Greenville Shriners Hospital may close
The Shriners Hospital in Greenville, South Carolina is on a short list for closure because of budget problems. Since all of the nation's 22 Shriners Hospitals treat children for free they rely heavily on an endowment. And that fund has lost $3.5 billion dollars in the tanking stock market. Shriners Hospitals CEO Ralph Semb says closing hospitals is the best way to stay afloat. "You know, we've known that for the last seven years that we've been operating in the red," says Semb. "And I've continued in my messages to the representatives who vote on these things saying 'Fellas, we can't afford 22 hospitals.'"
Greenville is on the list of six hospitals recommended for closure because Semb says it's not treating enough patients.
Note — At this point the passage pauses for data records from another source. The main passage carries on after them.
PR #1662, opened 2016-01-30
Ledger plugin redesign

btchip:
Redesign Ledger plugin around the generic components


kyuupichan:
Great, this is much nicer thanks.  The restore wallet bit is wrong, I'll fix that.

If you do that client wrappers like trezor you should be able to avoid all the try..catch stuff, it *should* become unnecessary.

btchip:
yes I did that on the previous commit, will see if I can add that tomorrow
for additional clean up

PR #1663, opened 2016-01-31
Installer fix missing hw_wallet plugin

nomnombtc:
Hello,

the new hw_wallet plugin needs to be added to setup.py installer.


kyuupichan:
Thanks!

PR #1711, opened 2016-03-09
Remove penalty_func from CoinChooserPrivacy that is later redefined

JustinTArthur:
Probably a copy pasta from the development process.


kyuupichan:
Thanks

PR #1725, opened 2016-03-17
fixed requirements for kivy buildozer spec file.

bugelectrum124:


ecdsa:
chardet and urllib3 are already included in packages.
you have to build it with contrib/make_packages (see README)

PR #1738, opened 2016-03-25
Label colour - History Window

### LINKED ISSUE #1393: Feature request: Label colour - History Window
The transaction amount of outgoing transactions, when viewed in the history window, is coloured red. 

It would be a nice if the label of these transactions could be coloured the same red colour so that they stand out more against the other incoming transactions. 

Not a big issue but would be a 'nice to have'.

thephez:
Set colour of label for outgoing transactions to match the colour of the
value field (red) - closes #1393


ecdsa:
not sure if it's a god idea, but let's try

PR #1785, opened 2016-05-04
Store the daemon's network on the stdio GUI object

twopir:
I tried using the stdio interface to send a transaction, and it failed because the object didn't have a network attached. This should fix that.


ecdsa:
was that even tested? there are other occurences of network nearby

twopir:
Nope, you caught me. I fixed the other references.

PR #1851, opened 2016-06-29
Change labelsync port

maran:
I've had to move the server around again. With the latest changes to the server code it's easy to keep moving it around without any more changes to the Electrum code.

### DIFF
--- a/plugins/labels/labels.py
+++ b/plugins/labels/labels.py
@@ -19,7 +19,7 @@ class LabelsPlugin(BasePlugin):
 
     def __init__(self, parent, config, name):
         BasePlugin.__init__(self, parent, config, name)
-        self.target_host = 'sync.bytesized-hosting.com:9090'
+        self.target_host = 'sync.bytesized-hosting.com'
         self.wallets = {}
 
     def encode(self, wallet, msg):


ecdsa:
ok, can we keep using the old port number for 6 months or a year? 
there should be a grace period for users who habe not upgraded their client

maran:
Good point. I will find out if thats possible. It might not be because of
some server side ssl requirements but I will spend some time on it.

Op do 30 jun. 2016 11:27 schreef ThomasV <notifications@github.com>:

> ok, can we keep using the old port number for 6 months or a year?
> there should be a grace period for users who habe not upgraded their client
>
> —
> You are receiving this because you authored the thread.
> Reply to this email directly, view it on GitHub
> <https://github.com/spesmilo/electrum/pull/1851#issuecomment-229608715>,
> or mute the thread
> <https://github.com/notifications/unsubscribe/AABRdyGJHv80n2kr4Dh8n3oNigahOtY3ks5qQ4v1gaJpZM4JBLF6>
> .
>
-- 

Sent from a mobile device excuse the brevity.

maran:
I have removed. The need for port change however I am now getting an SSL cert error from Python. Chrome considers the cert valid. Any idea how to get more info about why Python did not agree with it?

ecdsa:
Firefox is unable to connect.

maran:
Closing this PR and keeping the current running. It should be working fine on the original port again.

PR #1882, opened 2016-08-03
Typo

mcccs:
Isn't this a typo? There are 2 spaces, but there should be one.
// Mine doesn't compile because the master branch isn't compiling. Not my fault.
Note: if that's a typo, gui/qt/main_window.py:2540 has the same typo


ecdsa:
deprecated

PR #1888, opened 2016-08-08
Fail better and sooner when sweeping an amount worth less than fee

peter-conalgo:
When sweeping a private key, if the balance available was less than the 1kb fee, a negative amount was rendered as hex and that didn't go well when signing. Added some assertions to catch at a higher level.

This is just to the contain the bug, it doesn't provide user feedback, or better, offer to sweep up the UTXO as a miner donation.

Also a trivial typo-bug fix.

### DIFF
--- a/lib/bitcoin.py
+++ b/lib/bitcoin.py
@@ -115,6 +115,7 @@ def rev_hex(s):
 
 
 def int_to_hex(i, length=1):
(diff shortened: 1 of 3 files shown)


ecdsa:
hi, can you resubmit this, it has conflicts with the new code

peter-conalgo:
These changes are now included in PR #1898

PR #1909, opened 2016-08-28
Ledger pack : Nano S support, rewrite/cleanup, P2SH

btchip:
To be tested with btchip-python v0.1.18 from https://github.com/ledgerhq/btchip-python


ecdsa:
thanks!!

PR #3841, opened 2018-02-04
address filter: add "all" filter option besides "receiving" and "change"

### LINKED ISSUE #3356: Minor UI issue: Can't "spend from" receive & change addresses at same time
Under the new 3.0.2 ui, you can't see "receive" and "change" addresses at the same time, making it impossible to select a group of "spend from" addresses that include both types at once. 

The 2.x UI displayed this as a tree view, allowing picking a mixture.  Maybe 3.0.3 could add an "all" option to the "receive/change" filter at the top, allowing this ability again?

SomberNight:
address filter: (qt gui) add "all" filter option besides "receiving" and "change"

@shsmith asked for this on IRC

Closes #3356

### DIFF
--- a/gui/qt/address_list.py
+++ b/gui/qt/address_list.py
@@ -38,11 +38,11 @@ class AddressList(MyTreeWidget):
         MyTreeWidget.__init__(self, parent, self.create_menu, [], 1)
         self.refresh_headers()
         self.setSelectionMode(QAbstractItemView.ExtendedSelection)
-        self.show_change = False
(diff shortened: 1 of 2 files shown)


SomberNight:
Also closes https://github.com/spesmilo/electrum/issues/3356

SomberNight:
(do we want this for kivy too?)

ecdsa:
thanks. yes we could have that for kivy too

PR #3846, opened 2018-02-05
Add script to check and sign executables on Windows

bauerj:
This is based on a proposal by @EagleTM 

Signing Windows builds using the Authenticode key is simple enough. This script integrates the deterministic builds into the process by checking if the files match with someone else's files.

osslsigncode needs to be installed in order to use this script.

### DIFF
--- a/contrib/build-wine/README.md
+++ b/contrib/build-wine/README.md
@@ -36,3 +36,30 @@ $ wine --version
 2. Make sure `/opt` is writable by the current user.
 3. Run `build.sh`.
 4. The generated binaries are in `./dist`.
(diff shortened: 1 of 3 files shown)


ecdsa:
is it possible to check that the signed binaries are derived from the deterministic binaries?
I tried 'osslsigndecode remove-signature', but I do get the initial file back

ecdsa:
looking at the diff, there seems to be a timestamp difference, and some trailing zeroes at the end of the file (paddding)

ecdsa:
merged manually after fixes

PR #3851, opened 2018-02-05
Reset scroll position after updating lists

bauerj:


ecdsa:
I  merged it, but this is not a good solution, because we currently use a dirty hack to refresh lists:
we call list.clear() and then regenerate the whole list.

Qt has a way to keep a list synchronized with a model, see QAbstractItemModel and QModelIndex
The proper way to display lists would be to use these classes.

Issue #3255, opened 2017-11-09
Fee selection not satoshi accurate. Fee is round up


Raulo:
3.0.1 version.

Fee selection from GUI (but surprisingly also from command line) is not accurate up to satoshi level. E.g,, for 142 byte transaction, lowest fee possible is 200 satoshi. If one selects max funds, full satoshi resolution is available. Tested both standard and segwit wallets.

SomberNight:
Could you clarify what "142 byte" means in your particular example?

https://github.com/bitcoin/bips/blob/master/bip-0141.mediawiki#transaction-size-calculations

If you've obtained that number from Electrum, it should be "virtual transaction size":
https://github.com/spesmilo/electrum/blob/ccc94155429241c3d344183a4efdddbbcf6736cf/lib/transaction.py#L831-L839

Raulo:
Yes, virtual size. But for non-segwit transactions (that also are not satoshi level accurate) size=virtual size. 

For a 224 byte (non-segwit) transaction, specifying 2.24 bits fee results in rounding up to 3.00 bits. Also, e.g. 3.5 bits fee is rounded up to 4 bits

SomberNight:
As a workaround, you can set `wallet.relayfee = (lambda: 0)` in the console (if using the QT GUI). This will allow you to broadcast a tx with an arbitrarily low fee but if it is below the relay fee of the Electrum server, you will be presented with an error message from the server.

SomberNight:
Disregard above comment, I see the issue.

SomberNight:
Indeed, fees can only be set to 100 sat precision (in most cases), due to this code snippet:
https://github.com/spesmilo/electrum/blob/ce4be1f8f236cf1ad33ee1aae2c4599bcb8e8e5a/lib/coinchooser.py#L147-L151

Changing this would have privacy implications. Though a choice could be given to the user by e.g. introducing a new CoinChooser, possibly.

Raulo:
I see. It explains why if one chooses Max (no change), there is full precision. I realized now that if you send amount with full satoshi accuracy, the fee is up to satoshi level, too.  

And indeed replacing amounts.append(amount) with amounts.append(remaining) fixes the problem 

But the benefits of the code seem too elusive to me to institute a tax to miners. Sure if I send, say, 6786 bits, the change may look like the amount sent. But if I send 1 BTC, rounding to 1 bit will not mask the obvious change.

principiante:
[...]

PR #3878, opened 2018-02-08
coinchooser: make output value rounding configurable

SomberNight:
- introduce a config variable `coin_chooser_output_rounding` that enables/disables output value rounding by the coinchooser
- by default it is disabled
- expose control of config variable to qt gui
- also; changed how the rounding works if there is only one change output
    - the rounding logic seems to have been written with multiple change outputs in mind; where it makes sense to allow a change output to have more-or-less precision than other outputs
    - with only one change output, the ideal outcome should be to have a change output that doesn't have the most precision; with this change we aim for as much precision as the otherwise most precise output

closes https://github.com/spesmilo/electrum/issues/3255


SomberNight:
updated.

The chairman of the Greenville Hospital's board, Rod Brown, disagrees, "I mean it was only eight or nine years ago they were telling us to get our patients loads down because we were keeping kids in the hospital too long. Now we're being punished because we followed that demand and we're not keeping kids long."
If Greenville closes, its patients - most of whom are children with cerebral palsy or serious spine issues - would have to go to Kentucky or Florida. Rather than close the Greenville Hospital, Brown says Shriners needs to raise more money, increase its membership ranks and consider charging for treatment when a patient has insurance.
The final decision on closing hospitals will be made by a vote at the Shriners annual meeting in July.